# The advantage of pre-flight checks



## I'm With Stupid (19 Jan 2012)

Okay, so today was one of the hardest rides of my life. It was really hot, even compared to what I'm used to, and I was seemingly unable to keep up with anyone and was comfortably at the back of the pack. Had 3 weeks without riding (except on Tuesday) really lost me that much fitness? I thought the first day back was supposed to be the killer, but this was ten times worse.

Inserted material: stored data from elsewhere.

PR #2434, opened 2020-05-18
Call in early state gets disconnected on IP change

nanangizz:
Add configurable setting for INVITE transaction to terminate or maintain the transaction on transport down (such as in IP change scenario). Currently a transport failure (either error or down) will terminate all transactions using that transport. And when the transaction is terminated, the INVITE session will be terminated too. While some applications prefer to be able to leave the call remaining active.

Caveat:
Some servers such as Kamailio, FreeSwitch may still try to route the response via the old/down transport instead of the new one (used by re-REGISTER).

So I was coming up to km number 49, at the last traffic lights before my house, when I started to rock my bike back and forth impatiently, as you do. It didn't seem to be quite as free-moving as normal. I lifted the back wheel up and gave the pedals a quick whirl, only to see the wheel stop much quicker than usual. I took a quick look at the brakes, only to find that they were out of line, and one of the brake pads had been rubbing against the wheel rim, presumably for the entire ride. I must've knocked them during the thorough cleaning job I did last night. I don't recommend it.


----------



## ColinJ (19 Jan 2012)

I'm With Stupid said:


> I lifted the back wheel up and gave the pedals a quick whirl, only to see the wheel stop much quicker than usual. I took a quick look at the brakes, only to find that they were out of line, and one of the brake pads had been rubbing against the wheel rim, presumably for the entire ride. I must've knocked them during the thorough cleaning job I did last night. I don't recommend it.


Not good, is it! 

I did the entire 203 km of the Red Rose Ride like that in 2009!


----------



## Moss (22 Jan 2012)

It's a Bug-ger when that happens! Or sometimes you've not put your wheel back in correctly and puts the brake action out of line?
Tough going either way.


----------